- Associated Press - Saturday, February 19, 2011

MANAMA, Bahrain (AP) — Thousands of singing and dancing protesters streamed back into Manama’s central Pearl Square on Saturday after Bahrain’s leaders withdrew tanks and riot police following two straight days of a bloody crackdown by security forces in the tiny monarchy.

The royal family, which was quick to use force earlier this week against demonstrators in the landmark square that has been the heart of the anti-government demonstrations, appeared to back away from further confrontation following international pressure from the West.

The demonstrators had emulated successful uprisings in Tunisia and Egypt in attempting to bring political change to Bahrain, home to the U.S. Navy’s 5th Fleet — the centerpiece of Washington’s efforts to confront Iranian military influence in the region.

Crown Prince Salman bin Hamad Al Khalifa, deputy supreme commander of the armed forces, appealed for calm and political dialogue in a brief address on state TV.

People circling through the square clapped, whistled and wept. Some wore white sheets symbolizing their readiness for martyrdom, while others carried Bahraini flags, flowers and signs that said “Peaceful.”

“We are victorious!” they chanted as they marched back into the square that has been the headquarters for their revolt against the Sunni monarchy in the predominantly Shiite island nation.

They also chanted: “The people want the removal of the regime.”

President Barack Obama discussed the situation with King Hamad bin Isa Al Khalifa, asking him to hold those responsible for the violence accountable. He said in a statement that Bahrain must respect the “universal rights” of its people and embrace “meaningful reform.”

British Foreign Secretary William Hague also expressed his concern about “clearly unacceptable and horrifying” violence against demonstrators in Bahrain. He urged Bahraini authorities to hold accountable those responsible for the deaths in protests there and to halt the intimidation of journalists.

The crown prince has been delegated by the royal family to open a dialogue with the opposition.

“The sooner we return to calm, the sooner we can reach our goals,” Salman said. “Citizens of Bahrain, let’s work together with all political blocks to help return the security situation to normal so we can announce a day of mourning for those we’ve lost.”

The violence has already forced the cancellation of a lower-tier auto race in Bahrain that had been scheduled for this weekend. Formula One officials also are weighing whether to cancel the season-opening event in Bahrain on March 13 — a move that would be a huge blow to the nation’s prestige.

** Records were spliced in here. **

PR #32, opened 2019-07-30
ARM NEON support

Licenser:

PR #35, opened 2019-08-08
RFC: Neon support (pretty much working)

sunnygleason:
Hello hello!

I have been pulling some of your Neon intrinsics and porting the
simdjson neon code. Maybe it's useful! I'll keep improving it...
Comments welcome anytime!

All the best,

-Sunny


Cargo.toml
```diff
@@ -13,6 +13,7 @@ halfbrown = "0.1"
 page_size = "0.4"
 itoa = "0.4"
 ryu = "1"
+core_arch = "0.1.5"
```
sunnygleason: not really necessary, just using it temporarily (also locally patched until it's released again - there is a known issue where mod.rs for core_arch needs to be patched to include feature, I think `stmt_expr_attributes`)

src/neon/intrinsics.rs
```diff
@@ -0,0 +1,287 @@
+//use std::arch::
+
+use crate::neon::simd_llvm;
+use crate::neon::simd;
+
```
sunnygleason: these have been gratuitously copy&pasted in...

src/neon/simd.rs
```diff
@@ -0,0 +1,469 @@
+#![allow(non_camel_case_types)]
```
sunnygleason: TODO: this file will be obsoleted by the core intrinsics work

src/neon/intrinsics.rs
```diff
@@ -0,0 +1,287 @@
+//use std::arch::
```
sunnygleason: TODO: this file will be obsoleted by the core intrinsics work

src/neon/simd_llvm.rs
```diff
@@ -0,0 +1,54 @@
+extern "platform-intrinsic" {
```
sunnygleason: TODO: this file will be obsoleted by the core intrinsics work

src/neon/utf8check.rs
```diff
@@ -0,0 +1,247 @@
+use crate::*;
```
sunnygleason: TODO: this file isn't neon yet

src/portability.rs
```diff
@@ -4,6 +4,7 @@ use std::arch::x86::*;
 use std::arch::x86_64::*;
 
 #[cfg_attr(not(feature = "no-inline"), inline)]
```
sunnygleason: TODO: this file isn't neon yet

src/value/generator.rs
```diff
@@ -4,7 +4,7 @@
 //
```
sunnygleason: TODO: this file isn't neon yet

src/numberparse.rs
```diff
@@ -133,26 +129,14 @@ pub enum Number {
 }
 
 #[cfg_attr(not(feature = "no-inline"), inline)]
+#[cfg(target_arch = "aarch64")]
```
Licenser: We’d probably want to move number parse in a x86 module and create a corresponding arm one instead of changing it to non simd code to cover both cases

Licenser:
That’s a great start!

Licenser:
We should have all the intrinsics (somewhat working) now! :D some are still brokenish however

src/neon/deser.rs
```diff
@@ -0,0 +1,204 @@
...
+            let bs_bits: u32 = 0; // FIXME
+//                unsafe {
+//                static_cast_u32!(_mm_movemask_epi8(vceqq_s8(
+//                    v,
+//                    vdupq_n_s8(b'\\' as i8)
+//                )))
+//            };
+            let quote_mask = 0; // FIXME: unsafe { vceqq_s8(v, vdupq_n_s8(b'"' as i8)) };
+            let quote_bits = 0; // FIXME: unsafe { static_cast_u32!(_mm_movemask_epi8(quote_mask)) };
+            if (bs_bits.wrapping_sub(1) & quote_bits) != 0 {
```
sunnygleason: Hm... @Licenser would you happen to know the ARM idiom for this movemask sequence?

src/neon/deser.rs
```diff
@@ -0,0 +1,204 @@
...
+
+        let src: &[u8] = unsafe { &self.input.get_unchecked(idx..) };
+        let mut src_i: usize = 0;
+        let mut len = src_i;
+        loop {
+            let v: int8x16_t = if src.len() >= src_i + 16 {
+                // This is safe since we ensure src is at least 16 wide
+                #[allow(clippy::cast_ptr_alignment)]
+                    unsafe {
+                    *(src.as_ptr().add(src_i) as *const int8x16_t)
```
sunnygleason: these were supposed to be load instructions

src/neon/intrinsics.rs
```diff
@@ -0,0 +1,395 @@
...
+    fn vtstq_u8_(a: uint8x16_t, b: uint8x16_t) -> uint8x16_t;
+    #[link_name = "llvm.aarch64.neon.vtstq.v16s8"]
+    fn vtstq_s8_(a: int8x16_t, b: int8x16_t) -> int8x16_t;
+    #[link_name = "llvm.ctpop.u64"]
+    fn ctpop_u64_(a: u64) -> u32;
+    #[link_name = "llvm.ctlz.u64"]
+    fn ctlz_u64_(a: u64) -> u32;
+    #[link_name = "llvm.cttz.u64"]
+    fn cttz_u64_(a: u64) -> u32;
+}
```
sunnygleason: haven't tested many of the above ... not completely sure they're right (or even close)

src/value/generator.rs
```diff
@@ -102,91 +102,91 @@ pub trait BaseGenerator {
...
             // The case where we have a 16+ byte block
             // we repeate the same logic as above but with
             // only 16 bytes
-            let zero = _mm_set1_epi8(0);
-            let lower_quote_range = _mm_set1_epi8(0x1F as i8);
-            let quote = _mm_set1_epi8(b'"' as i8);
-            let backslash = _mm_set1_epi8(b'\\' as i8);
-            while len - idx > 16 {
-                // Load 16 bytes of data;
-                #[allow(clippy::cast_ptr_alignment)]
```
sunnygleason: TODO: figure out the neon equivalent idiom

sunnygleason:
@Licenser I've uploaded some more work -- looking forward to your feedback! The intrinsics are mostly self-contained in `intrinsics.rs`; if you see any corrections/substitutions I can make, that would be awesome. I've mostly been just trying to get things to compile. I feel like we're getting pretty close once the intrinsics are valid!

src/neon/deser.rs
Licenser: Looking at the upstream code https://github.com/lemire/simdjson/blob/d9a0e2b8f441c20ad46276fdb8ce24f2aebdc07b/include/simdjson/stringparsing_arm64.h#L40 those two lines seem to be about setting the quote bits and mask

src/neon/deser.rs
Licenser: `vld1q_s8` should do the trick here?

src/neon/intrinsics.rs
Licenser: Do we need those? I went over the simdjson code and tried to find all the intrinsics used but I might have missed some / or things changed. If any are missing you can add them to the list in #32 and I'll add them :)

Licenser:
Did a quick pass over your comments :) it's a bit late here so I'll take a closer look tomorrow.

sunnygleason:
@Licenser I think we're getting closer. My main issue now is how to get around these errors:

```
`error: `extern` block uses type `neon::intrinsics::int8x16_t` which is not FFI-safe: this struct has unspecified layout
```

Overall, seems like we're getting closer...

src/neon/intrinsics.rs
sunnygleason: @Licenser I think so, unless there's equivalent simd_llvm idiom for hamming() and trailingzeroes()?

sunnygleason:
@Licenser ok, have it mostly building. Now I'm hitting issues in the compiler/link step I believe:

```
LLVM ERROR: Do not know how to scalarize the result of this operator!
```

src/neon/intrinsics.rs
```diff
@@ -301,7 +407,7 @@ pub fn zerou8x16() -> uint8x16_t {
 
 #[inline]
 pub unsafe fn vpaddq_u8(a: uint8x16_t, b: uint8x16_t) -> uint8x16_t {
-    mem::transmute(vpaddq_u8_(mem::transmute(a), mem::transmute(b)))
+    mem::transmute(vaddq_u8_(mem::transmute(a), mem::transmute(b)))
```
Licenser: addq and paddq are different intrinsics! This will lead to wrong results

Licenser:
So on a aarch64 cpu this compiles!

sunnygleason:
@Licenser I think I'm at a point where I could use some help. I've cross-checked the implementation with the C++ version -- things seem mostly ok, but still only 21 tests pass. It would be great to have another set of eyes check this out! Thank you so much for your help.

src/neon/intrinsics.rs
sunnygleason: ty!

Licenser:
Sure! There is a real chance that there is a bug in the intrinsics, who knows if I messed something up there :P it's not merged yet and for good reasons. 

So I did a bit of the good old println debugging (or `dbg!` :P). It looks like things go bananas in `flatten_bits`.

With the input `[1]` (`count2` test) the input and output is the following:

Before the call:
```
[src/neon/stage1.rs:521] &structurals = 7
[src/neon/stage1.rs:522] &idx = 64
[src/neon/stage1.rs:523] &structural_indexes = [
    0,
]
```
structurals is 7 (correct) 4 + 2 + 1 (first three bits, the first 3 characters are structurals, that's good!)

index: 64 since we had input length = 3 and we add 64 (we process that at a time) to the input (this might be where it geos wrong? but it's the same on avx and sse, so it should be right) 

After the call:
```
[src/neon/stage1.rs:525] &structurals = 7
[src/neon/stage1.rs:526] &idx = 64
[src/neon/stage1.rs:527] &structural_indexes = [
    0,
    64,
    2,
    1,
]
```

this is after the call, indexes are 0, 64, 2 and 1. I suspect that is where we go oops, it should be 0, 1, 2, 3. I'll take a peak at `flatten_bits` and the intrinsics in it.

sunnygleason:
@Licenser that makes sense, I'm seeing the same thing - bad character at index 64. I have augmented my code with println debugging so I will be able to get back to it later this evening -- in the meantime, thank you so much for your help!  :)

Licenser:
Not everything is working but the following diff makes quite a difference:
```diff
diff --git a/src/neon/stage1.rs b/src/neon/stage1.rs
index a1e15a1..2af15e6 100644
--- a/src/neon/stage1.rs
+++ b/src/neon/stage1.rs
@@ -332,7 +332,7 @@ unsafe fn flatten_bits(base: &mut Vec<u32>, idx: u32, mut bits: u64) {
         let v3: i32 = static_cast_i32!(trailingzeroes(bits));
         bits &= bits.wrapping_sub(1);

-        let v: int32x4_t = int32x4_t::new(v3, v2, v1, v0);
+        let v: int32x4_t = int32x4_t::new(v0, v1, v2, v3);
         let v: int32x4_t = vaddq_s32(idx_64_v, v);

         std::ptr::write(base.as_mut_ptr().add(l) as *mut int32x4_t, v);
```

Licenser:
here is another one:
```diff
diff --git a/src/numberparse.rs b/src/numberparse.rs
index 425d16a..b44d320 100644
--- a/src/numberparse.rs
+++ b/src/numberparse.rs
@@ -133,10 +133,10 @@ pub enum Number {
 fn parse_eight_digits_unrolled(chars: &[u8]) -> u32 {
     let val: u64 = unsafe { *(chars.as_ptr() as *const u64) };
     //    memcpy(&val, chars, sizeof(u64));
-    let val = (val & 0x0F0F0F0F0F0F0F0F) * 2561 >> 8;
-    let val = (val & 0x00FF00FF00FF00FF) * 6553601 >> 16;
+    let val = (val & 0x0F0F0F0F0F0F0F0F).wrapping_mul(2561) >> 8;
+    let val = (val & 0x00FF00FF00FF00FF).wrapping_mul(6553601) >> 16;

-    return ((val & 0x0000FFFF0000FFFF) * 42949672960001 >> 32) as u32;
+    return ((val & 0x0000FFFF0000FFFF).wrapping_mul(42949672960001) >> 32) as u32;
 }

 impl<'de> Deserializer<'de> {
```

With those two we're up to 66 passing tests.

That said we shouldn't generally fall back to the slow parse_eight_digits_unrolled, it should be architecture specific I think.

Licenser:
The remaining failing tests are:
```
    tests::crazy_string
    tests::map2
    tests::odd_array2
    tests::odd_array3
    tests::odd_array4
    tests::prop_json
    tests::prop_json_encode_decode
    tests::unicode
    tests::utf8
```

I gut feeling says it's unicode/utf8 related as all ood_* cases also include silly UTF8 strings.

sunnygleason:
That's awesome. The utf8 stuff has a lot of weirdness with 'u8' vs 'i8' vs 's8' and reinterpretation, so I'm not totally surprised. It could be reinterpretation issue, or me slightly modifying intrinsic(s). Pretty awesome to be at 66 passing tests, nice work!

sunnygleason:
(Also, I can confirm the 66 passing tests in my ARM environment)

Licenser:
All credit to you on the work I just swapped a `*` with a `wrapping_mul` (rust trivia: that would have worked in a release build AFAIK overflow checks are only enabled in dev / test builds) and changed the order of 4 variables :P I got the easy part!

sunnygleason:
OK, this is getting slightly closer, I think I messed up padding earlier. It might have to do with endian-ness? I think this latest patch provides more info. Any ideas?

sunnygleason:
Oh! I think I'm close - it seems to be an issue with how null bytes are handled?

image

sunnygleason:
Any thoughts?

Licenser:
The most basic test case I see failing is this:
```
---- tests::utf8 stdout ----
thread 'tests::utf8' panicked at 'assertion failed: `(left == right)`
  left: `String("\"")`,
 right: `"\u{e}"`', src/lib.rs:637:9
```

that could be either a copy or off by one error. I'll dig a little

Licenser:
So for the input `"\u000e"` 

```rust
 let ParseStringHelper { bs_bits, quote_bits } = unsafe { find_bs_bits_and_quote_bits(&srcx, None) };
```

returns

```
[src/neon/deser.rs:85] &(bs_bits, quote_bits) = (
    1,
    64,
)
```
i think the quote bits should be 0 I think (will need to double check) but the 64 on the backslash seems definetly off.

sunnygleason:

Ibrahim Sharif, head of the opposition Waad Society, said that pulling the armed forces off the streets of Manama was not enough and demanded guarantees that protesters can stage rallies without fear of being attacked. Waad is an umbrella group of protest factions.

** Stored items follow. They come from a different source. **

PR #39, opened 2019-08-30
Use simd-lite

Licenser:
Use simd-lite for ARM support.


src/neon/generator.rs
```diff
@@ -1,7 +1,8 @@
 use crate::value::generator::ESCAPED;
 use std::io;
-use crate::neon::intrinsics::*;
 use crate::neon::stage1::neon_movemask;
+use std::arch::aarch64::*;
```
sunnygleason: this leaves a sour taste...

src/neon/stage1.rs
```diff
@@ -1,18 +1,19 @@
...
 use std::mem;
 
 // NEON-SPECIFIC
 
 macro_rules! bit_mask {
     () => {
-        uint8x16_t::new(
-            0x01, 0x02, 0x4, 0x8, 0x10, 0x20, 0x40, 0x80,
-            0x01, 0x02, 0x4, 0x8, 0x10, 0x20, 0x40, 0x80
+       mem::transmute::<[u8;16],uint8x16_t>(
```
sunnygleason: this leaves a sour taste, I'm thinking a developer shouldn't have to use transmute for simple day-to-day tasks

sunnygleason:
@Licenser it's awesome that this works! The developer opinions aren't a deal-breaker, I think we can fix that in future revisions anyway.

src/neon/stage1.rs
Licenser: you're right we should use a load instruction here! :)

sunnygleason:
@Licenser was just looking at the test failures, I think you might want to use this impl of vtstq. I did an integration earlier against your intrinsics work, and this is what I needed (which is why I was complaining about the private fields):

```

#[inline]
fn test_u8(a: u8, b: u8) -> u8 {
    if a & b != 0 {
        0xFF
    } else {
        0x00
    }
}

#[inline]
pub unsafe fn vtstq_u8(a: uint8x16_t, b: uint8x16_t) -> uint8x16_t {
    uint8x16_t(
        test_u8(a.0, b.0),
        test_u8(a.1, b.1),
        test_u8(a.2, b.2),
        test_u8(a.3, b.3),
        test_u8(a.4, b.4),
        test_u8(a.5, b.5),
        test_u8(a.6, b.6),
        test_u8(a.7, b.7),
        test_u8(a.8, b.8),
        test_u8(a.9, b.9),
        test_u8(a.10, b.10),
        test_u8(a.11, b.11),
        test_u8(a.12, b.12),
        test_u8(a.13, b.13),
        test_u8(a.14, b.14),
        test_u8(a.15, b.15),
    )
}

#[inline]
fn test_s8(a: i8, b: i8) -> i8 {
    if a & b != 0 {
        -1
    } else {
        0x00
    }
}

#[inline]
pub unsafe fn vtstq_s8(a: int8x16_t, b: int8x16_t) -> int8x16_t {
    int8x16_t(
        test_s8(a.0, b.0),
        test_s8(a.1, b.1),
        test_s8(a.2, b.2),
        test_s8(a.3, b.3),
        test_s8(a.4, b.4),
        test_s8(a.5, b.5),
        test_s8(a.6, b.6),
        test_s8(a.7, b.7),
        test_s8(a.8, b.8),
        test_s8(a.9, b.9),
        test_s8(a.10, b.10),
        test_s8(a.11, b.11),
        test_s8(a.12, b.12),
        test_s8(a.13, b.13),
        test_s8(a.14, b.14),
        test_s8(a.15, b.15),
    )
}
```

src/neon/generator.rs
Licenser: I kind of feel we don't want to re-implement it all, that'll make it really hard to use simd-lite with std and that feels just wrong.

Licenser:
```rust
/// Compare bitwise test bits nonzero
#[inline]
#[target_feature(enable = "neon")]
#[cfg_attr(target_arch = "arm", target_feature(enable = "v7"))]
#[cfg_attr(test, assert_instr(cmtst))]
// even gcc compiles this to ldr: https://clang.godbolt.org/z/1bvH2x
// #[cfg_attr(test, assert_instr(ld1))]
pub unsafe fn vtstq_u8(a: uint8x16_t, b: uint8x16_t) -> uint8x16_t {
    vcgtq_u8(vandq_u8(a, b), vdupq_n_u8(0))
}
```

Ja I think that should be the same as `vcgtq_u8(vandq_u8(a, b), vdupq_n_u8(0))`

`vandq_u8(a, b)` should be `a & b` (vectorized) and `vcgtq_u8(..., vdupq_n_u8(0))` should be `!= 0` (or `>= `) vectorized (I dind't find a not-equal intrinsic but perhaps I just missed it?)

sadly not even clang compiles `vtstq_u8` to a own intrinsic: https://godbolt.org/z/lwHshr

sunnygleason:
I'm crying 😂 

image

Licenser:
I know it's ugly :( but it's correcter then mem::transmute, it's the load intrinsic that's made to well ... populate a register.

Licenser:
ideally we want an neon equivalent of `_mm256_setr_epi8`

Licenser:
hmm I got an idea! We could use a trait to add a ::new() method how about that?

sunnygleason:
> hmm I got an idea! We could use a trait to add a ::new() method how about that?

Yes I love that idea! Only problem is can't add from outside the crate?

Licenser:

Some of the protesters were wary of Bahrain’s leaders, despite the military withdrawal.

“Of course we don’t trust them,” said Ahmed al-Shaikh, a 23-year-old civil servant. “They will probably attack more and more, but we have no fear now.”

He questioned what kind of dialogue could proceed after the crackdown.

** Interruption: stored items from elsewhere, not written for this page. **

PR #52, opened 2019-10-03
Fix more clippy errros and add docs

Licenser:


sunnygleason:
wow, this is a lot of work & documentation, very nice!

Licenser:
tagged as ` v0.1.21` and published :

“How can we have trust? Now there is one demand: We want the whole government to step down,” he added.

Hassan Youssef, 33, called the crown prince’s speech “hypocritical and self-serving.”

“He is afraid for his Formula One contract and thinks by just telling us to calm down we will listen,” Youssef said. “We want the entire royal family to step aside. We don’t want to dialogue. They will most definitely attack us again, but let them — we are ready for our blood to spill again.”

Throngs of anti-government protesters took over the square earlier in the week, setting up a camp with tents and placards, but they were driven out by riot police in a deadly assault Thursday that killed five people and injured more than 200. The government then clamped down on Manama by sending the tanks and other armored vehicles into the streets around the square, putting up barbed wire and establishing checkpoints to deter gatherings.

On Friday, army units opened fire on marchers streaming toward the square. More than 50 people were injured in the second consecutive day of clashes.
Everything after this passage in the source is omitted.